### [Exercise goal]
What is the number of lines in these entries that include "update"? Write that number and no other text.

### [Provided data]
PR #141, opened 2018-10-19
Add timeNotification and timeZone to questionnaire.avsc

mpgxvii:
Solves https://github.com/RADAR-base/RADAR-Questionnaire/issues/173


commons/active/questionnaire/questionnaire.avsc
```diff
@@ -6,6 +6,8 @@
   "fields": [
     { "name": "time", "type": "double", "doc": "Timestamp in UTC (s) when the questionnaire is submitted to the subject." },
     { "name": "timeCompleted", "type": "double", "doc": "Timestamp in UTC (s) when subject marks the questionnaire as." },
+    { "name": "timeNotification", "type": "double", "doc": "Timestamp in UTC (s) when the notification to complete the questionnaire is sent." },
+    { "name": "timeZone", "type": "string", "doc": "Local time zone that the device is running in." },
```
afolarin: @blootsvoets do you think this should be UTC offset? Rather than String `timeZone`

afolarin:
Also -- as essentially adding two new values (the same for all tasks I think) I don't think this is a backwards compatibility issue.

commons/active/questionnaire/questionnaire.avsc
blootsvoets: Yes, indeed, seconds from UTC. In pRMT the variable is called `offset` but that is a topic specifically about the time zone. Also, because these are new variables, we should set a default (`null`) for older values that do not have this variable. Perhaps here it could be:
```suggestion
    { "name": "timeNotification", "type": ["null", "double"], "doc": "Timestamp in UTC (s) when the notification to complete the questionnaire is sent.", "default": null },
    { "name": "timeZoneOffset", "type": ["null", "int"], "doc": "Local time zone offset from UTC (s).", "default": null },
```

blootsvoets: Yes, indeed, seconds from UTC. In pRMT the variable is called `offset` but that is a topic specifically about the time zone. Also, because these are new variables, we should set a default (`null`) for older values that do not have this variable. Perhaps here it could be:
```suggestion
    { "name": "timeNotification", "type": ["null", "double"], "doc": "Timestamp in UTC (s) when the notification to complete the questionnaire is sent.", "default": null },
    { "name": "timeZoneOffset", "type": ["null", "int"], "doc": "Local time zone offset from UTC (s).", "default": null },
```

blootsvoets: Yes, indeed, seconds from UTC. In pRMT the variable is called `offset` but that is a topic specifically about the time zone. Also, because these are new variables, we should set a default (`null`) for older values that do not have this variable. Perhaps here it could be:
```suggestion
    { "name": "timeNotification", "type": ["null", "double"], "doc": "Timestamp in UTC (s) when the notification to complete the questionnaire is sent.", "default": null },
    { "name": "timeZoneOffset", "type": ["null", "int"], "doc": "Local time zone offset from UTC (s).", "default": null },
```

blootsvoets: Yes, indeed, seconds from UTC. In pRMT the variable is called `offset` but that is a topic specifically about the time zone. Also, because these are new variables, we should set a default (`null`) for older values that do not have this variable. Perhaps here it could be:
```
    { "name": "timeNotification", "type": ["null", "double"], "doc": "Timestamp in UTC (s) when the notification to complete the questionnaire is sent.", "default": null },
    { "name": "timeZoneOffset", "type": ["null", "int"], "doc": "Local time zone offset from UTC (s).", "default": null },
```

blootsvoets: Yes, indeed, seconds from UTC. In pRMT the variable is called `offset` but that is a topic specifically about the time zone. Also, because these are new variables, we should set a default (`null`) for older values that do not have this variable. Perhaps here it could be:
```suggestion
    { "name": "timeNotification", "type": ["null", "double"], "doc": "Timestamp in UTC (s) when the notification to complete the questionnaire is sent.", "default": null },
    { "name": "timeZoneOffset", "type": ["null", "int"], "doc": "Local time zone offset from UTC (s).", "default": null },
```

blootsvoets: Yes, indeed, seconds from UTC. In pRMT the variable is called `offset` but that is a topic specifically about the time zone. Also, because these are new variables, we should set a default (`null`) for older values that do not have this variable. Perhaps here it could be:
```suggestion
    { "name": "timeNotification", "type": ["null", "double"], "doc": "Timestamp in UTC (s) when the notification to complete the questionnaire is sent.", "default": null },
    { "name": "timeZoneOffset", "type": ["null", "int"], "doc": "Local time zone offset from UTC (s).", "default": null },
```

blootsvoets:
We tried previously to add new values to existing topics, unfortunately that did lead to some backwards compatibility issues when an old schema ID was somehow invalidated by Kafka.  As long as the Schema Registry behaves though, it should not be a problem if a default is given.

blootsvoets:
We tried previously to add new values to existing topics, unfortunately that did lead to some backwards compatibility issues when an old schema ID was somehow invalidated by Kafka.  As long as the Schema Registry behaves though, it should not be a problem if a default is given.

Instead of adding variables, you could also consider adding a topic for the participants time zone (like https://github.com/RADAR-base/RADAR-Schemas/blob/master/commons/monitor/application/application_time_zone.avsc) and one for when notifications are delivered and activated. That way you have an independent measure of how notifications behave, also for notifications that are not acted upon.

blootsvoets:
We tried previously to add new values to existing topics, unfortunately that did lead to some backwards compatibility issues when an old schema ID was somehow invalidated by Kafka.  As long as the Schema Registry behaves though, it should not be a problem if a default is given.

Instead of adding variables, you could also consider adding a topic for the participants time zone (like https://github.com/RADAR-base/RADAR-Schemas/blob/master/commons/monitor/application/application_time_zone.avsc) and one for when notifications are delivered and activated. That way you have an independent measure of how notifications behave, also for notifications that are not acted upon.

commons/active/questionnaire/questionnaire.avsc
blootsvoets: Yes, indeed, seconds from UTC. In pRMT the variable is called `offset` but that is a topic specifically about the time zone. Also, because these are new variables, we should set a default (`null`) for older values that do not have this variable. Perhaps here it could be:
```suggestion
    { "name": "timeNotification", "type": ["null", "double"], "doc": "Timestamp in UTC (s) when the notification to complete the questionnaire is sent.", "default": null },
    { "name": "timeZoneOffset", "type": ["null", "int"], "doc": "Local time zone offset from UTC (s).", "default": null },
```

blootsvoets:
We tried previously to add new values to existing topics, unfortunately that did lead to some backwards compatibility issues when an old schema ID was somehow invalidated by Kafka.  As long as the Schema Registry behaves though, it should not be a problem if a default is given.

Instead of adding variables, you could also consider adding a topic for the participants time zone (like https://github.com/RADAR-base/RADAR-Schemas/blob/master/commons/monitor/application/application_time_zone.avsc) and one for when notifications are delivered and activated. That way you have an independent measure of how notifications behave, also for notifications that are not acted upon.

yatharthranjan:
I agree that we should have this in a different topic to avoid any problems in the backend. But if this info (Notification trigger time) is used as an identifier for each questionnaire then makes sense to add in the same schema. 

If we plan to use a different topic then the Notification time and delivery status info can also be sent by the FCM XMPP notification server to kafka. So the app really only needs to send the timezone offset then.

yatharthranjan:
I agree that we should have this in a different topic to avoid any problems in the backend. But if this info (Notification trigger time) is used as an identifier for each questionnaire then makes sense to add in the same schema. 

If we plan to use a different topic then the Notification time and delivery status info can also be sent by the FCM XMPP notification server to kafka. So the app really only needs to send the timezone offset then.

yatharthranjan:
I agree that we should have this in a different topic to avoid any problems in the backend. But if this info (Notification trigger time) is used as an identifier for each questionnaire then makes sense to add in the same schema. 

If we plan to use a different topic then the Notification time and delivery status info can also be sent by the FCM XMPP notification server to kafka. So the app really only needs to send the timezone offset then.

yatharthranjan:
I agree that we should have this in a different topic to avoid any problems in the backend. But if this info (Notification trigger time) is used as an identifier for each questionnaire then makes sense to add in the same schema. 

If we plan to use a different topic then the Notification time and delivery status info can also be sent by the FCM XMPP notification server to kafka. So the app really only needs to send the timezone offset then.

yatharthranjan:
I agree that we should have this in a different topic to avoid any problems in the backend. But if this info (Notification trigger time) is used as an identifier for each questionnaire then makes sense to add in the same schema. 

If we plan to use a different topic then the Notification time and delivery status info can also be sent by the FCM XMPP notification server to kafka. So the app really only needs to send the timezone offset then.

blootsvoets:
@yatharth for time zones, perhaps the schema from monitor/application_time_zone can be used, but with a different topic in the specification?

afolarin:
LGTM

afolarin:
@yatharthranjan @mpgxvii the suggested changes seem good, as is @blootsvoets suggested reuse of the timezone schema

The metadata question is a good one but, one question I had though was how the metadata-field should be structured.

yatharthranjan:
Yes the suggestion of reusing the timezone schema sounds good. 

@afolarin The metadata field can have the type `map` with `values` as `string`, so key value type information can be sent via it. @blootsvoets what do you think ?

blootsvoets:
Four downsides of a generic key-value map:
- any change in keys will yield a new CSV file in the output, i.e. harder to compare columns.
- the keys meanings are not documented in a schema
- less efficient storage and transmission, because the key names have to accompany the values. Binary encoding Avro does not store the key names.
- less efficient transmission of e.g. number or enum data, because it has to be transformed to string.
Upside:
- it’s more flexible

This is why the guidelines discourage such a generic approach. It’s also a reason that in Kafka, Avro is used over JSON in the first place. It is just a guideline, so it can be ignored in cases where there is a strong reason to not use it. Personally i’d prefer amending topics when there is a need or creating additional topics for alternative data schemas.

afolarin:
yes, no free lunch here. I guess we should weigh up the cost of future schema changes and the likelihood that such changes are needed or could be managed via a non-specified field. It may be prudent to hold filre on it as we haven't been inundated with schema update requests, but if it's very painful to update then perhaps we can think again.

yatharthranjan:
Okay seeing as many downsides, Maybe its better to add new topics for additional data. Thanks @blootsvoets for the insight. @afolarin recent experience in dealing with ESM's suggests that it is not exactly our typical questionnaire, maybe in future we can move ESM to a different schema than the other questionnaires so easy to update and does not break any others. What do you think ?

commons/active/questionnaire/questionnaire.avsc
```diff
@@ -6,6 +6,7 @@
   "fields": [
     { "name": "time", "type": "double", "doc": "Timestamp in UTC (s) when the questionnaire is submitted to the subject." },
     { "name": "timeCompleted", "type": "double", "doc": "Timestamp in UTC (s) when subject marks the questionnaire as." },
```
blootsvoets:
```suggestion
    { "name": "time", "type": "double", "doc": "Timestamp in UTC (s) when the questionnaire is started by the subject." },
    { "name": "timeCompleted", "type": "double", "doc": "Timestamp in UTC (s) when subject marks the questionnaire as completed." },
```
Doc update to avoid any ambiguities.

commons/active/questionnaire/questionnaire.avsc
```diff
@@ -6,6 +6,7 @@
   "fields": [
     { "name": "time", "type": "double", "doc": "Timestamp in UTC (s) when the questionnaire is submitted to the subject." },
```
blootsvoets:
```suggestion
     { "name": "time", "type": "double", "doc": "Timestamp in UTC (s) when the questionnaire is started by the subject." },
```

### [Solution to the problem]
3